*** Begin section ***

PR #747, opened 2026-06-27
feat(runner): central runner plan + anthropic runner seam (#692a)

gewenyu99:


gewenyu99:
Superseded — rolling this into the existing pi stack instead of a standalone PR.

PR #700, opened 2026-06-20
fix(anthropic): don't inherit an outer Claude Code session for gateway auth

gewenyu99:
Anthropic-side auth fix (test scaffolding; outside the pi epic).

## Problem
- When the wizard runs inside another Claude Code session (the test harness), inherited `CLAUDE*` env makes the SDK OAuth-auth to the gateway → 401. No-op in production.

## Changes
- `neutralizeInheritedAgentSession()` strips inherited `CLAUDE*` env so the SDK bearer-auths to the gateway.

## Test plan
- In-harness A/B run authenticates via bearer (no 401); production path unchanged.
- Pinned in `agent-interface.test.ts`.

PR #748, opened 2026-06-27
fix(anthropic): don't inherit an outer Claude Code session for gateway auth

gewenyu99:


gewenyu99:
Dropped from the stack — auth-isolation (no-op in prod) was the source of the merged-#700 noise. Can be re-added cleanly on a fresh branch if wanted.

*** End section ***

_Task to complete_
Restate the records, all of them, precisely as written.

_Output of the exercise_
PR #747, opened 2026-06-27
feat(runner): central runner plan + anthropic runner seam (#692a)

gewenyu99:


gewenyu99:
Superseded — rolling this into the existing pi stack instead of a standalone PR.

PR #700, opened 2026-06-20
fix(anthropic): don't inherit an outer Claude Code session for gateway auth

gewenyu99:
Anthropic-side auth fix (test scaffolding; outside the pi epic).

## Problem
- When the wizard runs inside another Claude Code session (the test harness), inherited `CLAUDE*` env makes the SDK OAuth-auth to the gateway → 401. No-op in production.

## Changes
- `neutralizeInheritedAgentSession()` strips inherited `CLAUDE*` env so the SDK bearer-auths to the gateway.

## Test plan
- In-harness A/B run authenticates via bearer (no 401); production path unchanged.
- Pinned in `agent-interface.test.ts`.

PR #748, opened 2026-06-27
fix(anthropic): don't inherit an outer Claude Code session for gateway auth

gewenyu99:


gewenyu99:
Dropped from the stack — auth-isolation (no-op in prod) was the source of the merged-#700 noise. Can be re-added cleanly on a fresh branch if wanted.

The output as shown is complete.